_Source data:_
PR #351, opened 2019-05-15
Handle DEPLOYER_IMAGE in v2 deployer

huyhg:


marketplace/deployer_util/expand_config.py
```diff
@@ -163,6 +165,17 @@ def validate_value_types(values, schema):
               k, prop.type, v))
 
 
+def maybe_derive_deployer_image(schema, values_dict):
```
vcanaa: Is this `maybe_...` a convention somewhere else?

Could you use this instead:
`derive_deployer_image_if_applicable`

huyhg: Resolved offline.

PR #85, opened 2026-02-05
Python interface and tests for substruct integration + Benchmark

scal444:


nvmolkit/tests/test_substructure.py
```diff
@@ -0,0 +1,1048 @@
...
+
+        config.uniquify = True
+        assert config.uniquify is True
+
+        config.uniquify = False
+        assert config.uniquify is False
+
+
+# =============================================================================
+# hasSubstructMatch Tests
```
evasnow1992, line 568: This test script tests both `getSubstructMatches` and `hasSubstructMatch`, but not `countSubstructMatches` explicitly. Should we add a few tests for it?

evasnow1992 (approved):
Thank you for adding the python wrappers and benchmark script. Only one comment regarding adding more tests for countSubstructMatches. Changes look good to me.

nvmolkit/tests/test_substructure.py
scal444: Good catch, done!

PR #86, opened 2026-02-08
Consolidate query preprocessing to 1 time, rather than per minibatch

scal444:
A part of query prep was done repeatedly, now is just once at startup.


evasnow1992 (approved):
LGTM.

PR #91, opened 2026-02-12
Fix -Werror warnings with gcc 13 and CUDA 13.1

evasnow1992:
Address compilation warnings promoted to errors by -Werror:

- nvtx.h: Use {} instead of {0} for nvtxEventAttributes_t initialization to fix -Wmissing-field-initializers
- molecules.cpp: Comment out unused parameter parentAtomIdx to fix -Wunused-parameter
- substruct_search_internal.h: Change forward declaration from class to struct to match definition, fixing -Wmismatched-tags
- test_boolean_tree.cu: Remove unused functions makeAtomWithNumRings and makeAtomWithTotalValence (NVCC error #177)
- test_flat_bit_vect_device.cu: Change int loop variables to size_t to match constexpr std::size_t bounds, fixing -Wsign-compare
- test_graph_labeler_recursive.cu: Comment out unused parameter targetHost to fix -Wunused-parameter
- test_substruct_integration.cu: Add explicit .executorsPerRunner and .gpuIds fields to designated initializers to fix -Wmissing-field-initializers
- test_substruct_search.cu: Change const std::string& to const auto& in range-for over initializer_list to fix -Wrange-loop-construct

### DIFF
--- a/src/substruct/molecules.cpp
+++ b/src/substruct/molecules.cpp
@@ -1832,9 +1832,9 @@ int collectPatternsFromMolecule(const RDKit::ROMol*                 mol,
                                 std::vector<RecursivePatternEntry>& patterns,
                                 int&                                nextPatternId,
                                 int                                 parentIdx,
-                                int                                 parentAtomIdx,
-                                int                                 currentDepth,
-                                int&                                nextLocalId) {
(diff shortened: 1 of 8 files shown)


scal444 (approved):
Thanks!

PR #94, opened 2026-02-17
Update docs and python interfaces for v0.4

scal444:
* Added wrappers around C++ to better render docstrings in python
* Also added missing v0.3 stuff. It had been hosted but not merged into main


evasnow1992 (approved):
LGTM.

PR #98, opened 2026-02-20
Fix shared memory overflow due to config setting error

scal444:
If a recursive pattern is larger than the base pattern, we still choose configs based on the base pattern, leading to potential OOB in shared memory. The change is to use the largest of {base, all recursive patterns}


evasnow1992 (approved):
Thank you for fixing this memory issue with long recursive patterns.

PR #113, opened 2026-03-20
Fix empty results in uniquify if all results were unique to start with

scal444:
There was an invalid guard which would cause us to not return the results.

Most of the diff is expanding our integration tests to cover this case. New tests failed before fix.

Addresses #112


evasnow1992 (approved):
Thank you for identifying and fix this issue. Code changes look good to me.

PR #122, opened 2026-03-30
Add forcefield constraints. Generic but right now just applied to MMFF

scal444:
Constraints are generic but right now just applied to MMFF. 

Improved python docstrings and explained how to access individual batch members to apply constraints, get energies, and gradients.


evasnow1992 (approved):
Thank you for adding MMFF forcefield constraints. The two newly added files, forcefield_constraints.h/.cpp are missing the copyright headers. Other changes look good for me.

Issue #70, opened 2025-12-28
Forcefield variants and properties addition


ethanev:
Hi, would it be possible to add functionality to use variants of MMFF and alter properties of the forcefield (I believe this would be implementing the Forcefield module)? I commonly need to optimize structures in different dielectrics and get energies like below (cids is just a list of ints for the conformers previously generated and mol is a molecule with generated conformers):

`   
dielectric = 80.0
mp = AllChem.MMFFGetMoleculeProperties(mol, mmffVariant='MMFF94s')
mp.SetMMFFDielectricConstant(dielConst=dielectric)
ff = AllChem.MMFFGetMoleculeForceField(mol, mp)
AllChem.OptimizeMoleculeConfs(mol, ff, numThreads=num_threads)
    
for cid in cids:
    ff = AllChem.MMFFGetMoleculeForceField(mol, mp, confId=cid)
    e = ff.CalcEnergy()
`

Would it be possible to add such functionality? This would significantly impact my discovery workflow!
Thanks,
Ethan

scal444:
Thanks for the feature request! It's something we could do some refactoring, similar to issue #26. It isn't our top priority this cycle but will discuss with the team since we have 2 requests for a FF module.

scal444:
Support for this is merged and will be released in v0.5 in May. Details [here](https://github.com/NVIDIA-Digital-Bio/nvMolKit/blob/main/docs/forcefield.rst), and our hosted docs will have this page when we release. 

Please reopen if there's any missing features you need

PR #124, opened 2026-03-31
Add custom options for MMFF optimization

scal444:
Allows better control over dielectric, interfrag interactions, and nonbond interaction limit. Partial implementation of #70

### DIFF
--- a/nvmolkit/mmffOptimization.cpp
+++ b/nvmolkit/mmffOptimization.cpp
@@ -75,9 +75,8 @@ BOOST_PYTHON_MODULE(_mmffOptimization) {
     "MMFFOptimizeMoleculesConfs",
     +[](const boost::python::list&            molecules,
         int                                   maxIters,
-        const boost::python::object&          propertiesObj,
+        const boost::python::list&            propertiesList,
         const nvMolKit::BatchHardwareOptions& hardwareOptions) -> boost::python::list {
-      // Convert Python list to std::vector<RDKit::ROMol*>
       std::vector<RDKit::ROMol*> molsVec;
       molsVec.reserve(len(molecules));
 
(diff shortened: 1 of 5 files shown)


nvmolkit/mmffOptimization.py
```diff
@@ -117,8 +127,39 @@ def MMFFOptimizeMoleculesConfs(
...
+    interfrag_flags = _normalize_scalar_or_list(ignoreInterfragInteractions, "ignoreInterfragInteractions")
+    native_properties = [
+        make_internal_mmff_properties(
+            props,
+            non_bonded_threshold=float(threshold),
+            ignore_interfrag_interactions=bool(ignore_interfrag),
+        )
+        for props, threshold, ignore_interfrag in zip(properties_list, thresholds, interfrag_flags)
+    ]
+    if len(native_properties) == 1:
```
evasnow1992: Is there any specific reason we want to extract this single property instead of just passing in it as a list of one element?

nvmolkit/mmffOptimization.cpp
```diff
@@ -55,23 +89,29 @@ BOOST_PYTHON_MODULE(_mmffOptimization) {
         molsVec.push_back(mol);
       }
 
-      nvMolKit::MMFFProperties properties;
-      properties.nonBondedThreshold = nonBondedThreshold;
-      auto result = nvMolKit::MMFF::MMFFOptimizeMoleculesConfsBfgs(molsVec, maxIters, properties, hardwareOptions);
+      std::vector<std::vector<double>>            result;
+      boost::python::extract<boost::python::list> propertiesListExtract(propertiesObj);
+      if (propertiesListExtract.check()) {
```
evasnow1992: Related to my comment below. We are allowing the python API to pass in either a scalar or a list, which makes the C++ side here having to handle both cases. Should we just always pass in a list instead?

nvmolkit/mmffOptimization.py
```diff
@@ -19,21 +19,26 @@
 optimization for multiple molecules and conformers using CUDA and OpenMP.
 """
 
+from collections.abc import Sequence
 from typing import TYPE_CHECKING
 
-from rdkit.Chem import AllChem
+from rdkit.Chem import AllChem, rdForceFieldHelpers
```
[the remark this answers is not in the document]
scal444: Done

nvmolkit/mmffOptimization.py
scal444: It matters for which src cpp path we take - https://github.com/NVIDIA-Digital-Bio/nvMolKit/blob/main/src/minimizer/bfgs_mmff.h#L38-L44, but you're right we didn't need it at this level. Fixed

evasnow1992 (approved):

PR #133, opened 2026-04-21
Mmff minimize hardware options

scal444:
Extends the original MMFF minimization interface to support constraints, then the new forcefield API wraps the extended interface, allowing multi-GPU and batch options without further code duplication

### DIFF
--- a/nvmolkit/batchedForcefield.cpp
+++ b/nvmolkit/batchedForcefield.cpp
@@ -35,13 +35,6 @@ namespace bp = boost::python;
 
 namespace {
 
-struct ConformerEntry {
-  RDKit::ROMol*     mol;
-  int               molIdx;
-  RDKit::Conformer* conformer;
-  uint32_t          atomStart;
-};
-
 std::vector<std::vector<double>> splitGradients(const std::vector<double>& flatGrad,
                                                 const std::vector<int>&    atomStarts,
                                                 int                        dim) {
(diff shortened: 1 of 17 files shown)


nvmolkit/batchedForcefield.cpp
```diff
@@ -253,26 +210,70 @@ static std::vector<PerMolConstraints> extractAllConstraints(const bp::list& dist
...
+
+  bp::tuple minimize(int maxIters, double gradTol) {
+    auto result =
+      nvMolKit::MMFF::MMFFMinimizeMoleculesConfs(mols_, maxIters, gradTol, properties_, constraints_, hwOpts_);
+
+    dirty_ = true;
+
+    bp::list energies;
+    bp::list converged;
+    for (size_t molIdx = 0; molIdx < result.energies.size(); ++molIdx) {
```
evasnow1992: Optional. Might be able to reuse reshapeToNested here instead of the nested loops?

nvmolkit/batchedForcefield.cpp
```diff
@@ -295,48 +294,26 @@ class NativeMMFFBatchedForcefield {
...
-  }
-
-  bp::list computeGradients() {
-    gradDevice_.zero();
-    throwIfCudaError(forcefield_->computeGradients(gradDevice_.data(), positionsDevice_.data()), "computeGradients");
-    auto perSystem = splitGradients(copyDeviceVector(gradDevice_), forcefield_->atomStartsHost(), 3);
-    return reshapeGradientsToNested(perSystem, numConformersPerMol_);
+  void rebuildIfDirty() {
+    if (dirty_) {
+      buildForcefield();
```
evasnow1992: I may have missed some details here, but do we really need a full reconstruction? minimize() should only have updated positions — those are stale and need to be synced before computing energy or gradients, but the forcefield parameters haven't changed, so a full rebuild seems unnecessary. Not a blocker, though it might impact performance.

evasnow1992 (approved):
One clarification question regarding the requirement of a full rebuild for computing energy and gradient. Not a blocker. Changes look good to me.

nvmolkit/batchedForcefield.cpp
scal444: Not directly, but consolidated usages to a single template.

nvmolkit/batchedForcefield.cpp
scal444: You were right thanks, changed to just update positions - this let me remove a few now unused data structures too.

_Requirement:_ Lines of the listing that include the string "uniquify" are to be counted; state that count alone.

_Expected answer:_ 5